One of the areas that GCN has continually fallen behind NVIDIA’s GPU architectures is geometry processing. AMD is hoping to improve that situation somewhat with Polaris by increasing throughput. The architecture adds primitive discard acceleration that helps to remove triangles that are hidden or are zero pixels in size from the pipe before processing occurs. As you increase multi-sample antialiasing levels this discard acceleration will scale performance improvements up. A new index cache for small, instanced geometry lowers the overhead of data movement on the chip as well, helping to improve total geometry throughput in workloads that use the feature for mass object quantities.

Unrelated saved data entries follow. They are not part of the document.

PR #1482, opened 2026-06-16
Do not assume non-trivial alignment of array arguments to export functions

vbgl:
# Description

Array arguments to export functions are turned into memory addresses after compilation. They usually cannot be assumed to have any specific alignment. Such assumptions can be expressed explicitly through a `required_alignment` annotation.

# Checklist

# TODO

- [x] Discuss libjade changes
- [x] Write documentation

### DIFF
--- a/changes/01-feature/1482-enforce-export-unaligned.md
+++ b/changes/01-feature/1482-enforce-export-unaligned.md
@@ -1,0 +1,4 @@
+- The compiler no longer assumes non-trivial alignment of array arguments to
+  export functions; alignment requirements can be expressed through the
+  `required_alignment` annotation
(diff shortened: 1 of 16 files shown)


bgregoir (commented):
Thank for this work. 
I think we should add some documentation (but maybe first merge the other PR).
It will be nice to extend the ability of declaring an alignment to stack variables (not necessary in this PR).

bgregoir:
This PR can be closed?

vbgl:
Let me write some doc and it will be ready. Due to #1478 and #1485, no change to existing code is necessary.

vbgl:
Done.

bgregoir (approved):

PR #1483, opened 2026-06-16
Document #aligned and #unaligned

vbgl:
Some words about these `#aligned` and `#unaligned` annotations introduced in #748.

### DIFF
--- a/docs/source/language/syntax/expressions.md
+++ b/docs/source/language/syntax/expressions.md
@@ -5,12 +5,12 @@
   | <bool>  // Boolean constant.
   | <string> // String constant.
   | <var>  // Variable.
-  | [<expr>] // Memory access.
-  | [:<wsize> <expr>] // Memory access.
-  | <var>[<expr>]  // Array access.
-  | <var>[:<wsize> <expr>]  // Array access.
-  | <var>.[<expr>]  // Unscaled array access.
-  | <var>.[:<wsize> <expr>]  // Unscaled array access.
+  | [<align> <expr>] // Memory access.
+  | [<align>:<wsize> <expr>] // Memory access.
+  | <var>[<align> <expr>]  // Array access.
+  | <var>[<align>:<wsize> <expr>]  // Array access.
+  | <var>.[<align> <expr>]  // Unscaled array access.
+  | <var>.[<align>:<wsize> <expr>]  // Unscaled array access.
   | <var>[<expr> : <expr>]  // Subarray.
   | <var>[:<wsize> <expr> : <expr>]  // Subarray.
   | <var>.[<expr> : <expr>]  // Unscaled subarray.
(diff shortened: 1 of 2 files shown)


docs/source/language/syntax/expressions.md
```diff
@@ -167,13 +172,38 @@ type-casting are supported: `a.[i:N]`, `a[u16 i:N]`, `a.[u16 i:N]`.
...
-Suppose a register `reg u64` whose value is a memory address.
+Suppose a register variable `reg u64 pointer` whose value is a memory address.
 Then, for loading values from memory the notation is as follows:
 ```
 reg u64 var;
-var = [ptr + offset];
+var = [pointer + offset];
 // or for better understanding
-var = (64u)[ptr + offset];
+var = [:u64 ptr + offset];
```
eponier:
```suggestion
var = [:u64 pointer + offset];
```

docs/source/language/syntax/expressions.md
```diff
@@ -167,13 +172,38 @@ type-casting are supported: `a.[i:N]`, `a[u16 i:N]`, `a.[u16 i:N]`.
...
 ```
-`offset` is measured in bytes.
+`offset` is measured in bytes and may be an expression, depending on the
+addressing modes available on the target platform.
+
+## Alignment assumptions
+
+Memory and array accesses may have alignment annotations, either `#aligned` or
+`#unaligned`. They denote whether, *after compilation*, the pointer (i.e.,
+memory address) underlying the access is aligned, i.e., a multiple of the size
```
bgregoir, line 190: Maybe: the size -> the size in bytes

bgregoir (dismissed):

docs/source/language/syntax/expressions.md
vbgl: Thanks for the suggestion. Done.

docs/source/language/syntax/expressions.md
```diff
@@ -167,13 +172,38 @@ type-casting are supported: `a.[i:N]`, `a[u16 i:N]`, `a.[u16 i:N]`.
...
+1. when selecting instructions and generating assembly, to pick appropriate
+   instructions and discharge their preconditions regarding alignment (if any);
+2. when allocating local variables into the stack, the layout of each frame is
+   computed so that these assumptions are met (knowing that each `export`
+   function enforces that the stack pointer is sufficiently aligned initially).
 
+Therefore, some of these annotations hold by virtue of the correctness of the
+compiler, but the other ones are **assumptions**, used as trusted hints by the
+compiler. Notably the ones that involve pointers or arrays that are arguments to
+export functions. The [safety checker](../../tools/safety_checker) may prove
```
eponier, line 207: I'm not sure I understand. What can the safety checker prove about alignment?

docs/source/language/syntax/expressions.md
vbgl: Indeed. Thanks.

docs/source/language/syntax/expressions.md
vbgl: That memory accesses are safe (under the assumptions reported at the end of the analysis).

eponier: So it always ends up with assumptions about the alignment of arguments. I don't think it is really clear, but anyway it probably will change soon, and I don't know what to suggest, so I'm ok with it.

eponier (approved):

PR #345, opened 2022-01-24
WIP - Create formatted table from log parser + A few more fixes for clang/isnan

valassi:
This is a WIP PR for creating a formatted table from log parser.

On the way, I decided to rerun all three processes both in double and float, both with and wthout inlining. In this process I came across a few more build warnings and other issues that I also fixed.

Most notably, I changed the handling of fast math checks for isnan. I realised that with clang my worakround to disable fast math within the file would probably not work. So instead I now disable fast math in the Makefile for the CrossSectionKernels.cc, shidh is the only source code containing those checks.


valassi:
All tests pass - self merging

Though the operations per clock of Polaris is identical to that of Hawaii, AMD did put in work to improve the efficiency of the shaders to decrease power consumption. Things like instruction prefetch changes, higher buffer sizes per wave of instructions, a slightly tuned L2 cache and support for native FP16 and Int16 all work in favor of lower power. Though they do not sound significant, these changes should result in a net efficiency improvement for shaders of the RX 480 / Polaris of 15% when compared to the R9 290 / Hawaii.
Shader intrinsic functions are a feature that is common on the console space but is just now being serviced to the PC. The idea is that content developers can insert assembly directly into code without having to run your entire application in assembly. This allows for specific cases where a coder knows the most efficient way to do something to actually implement it without adversely affecting the rest of the application. With shader intrinsic functions you’ll be able to access low level shaders that wouldn’t otherwise be available and loop operations without overhead penalties.
The memory controller has been improved with Polaris in order to support GDDR5 memory up to 8 Gbps resulting in 256 GB/s of bandwidth. I did ask specifically: the Polaris 10 GPU does NOT support GDDR5X. Other changes in the memory system result in higher effective and relative memory throughput including updated DCC (delta color compression) and a doubling of the size of the L2 cache when compared to the R9 290.
As you should expect, AMD continues to push its technological advantage in asynchronous compute and was open to discussing the differences between preemption, concurrent and prioritized compute models. While NVIDIA’s Pascal definitely improved on the company’s implementation of asynchronous capability, AMD still has the advantage in some key areas, including the addition of the Quick Response Queue that allows dynamically shifting priority to be assigned to in-flight workloads, adjusting compute performance as the application demands. This is an area that can be utilized by late warp functions in Oculus VR.
Part of what makes this granularity possible is the inclusion of dedicated hardware schedulers in the silicon that offload scheduling and are able to administer real time prioritized queues. With Polaris AMD now has enabled two HWS units. According to AMD, there are two currently in place on Fiji-based products but were only used internally to validate in testing they could be used in tandem. The result is a dual HWS implementation in Polaris.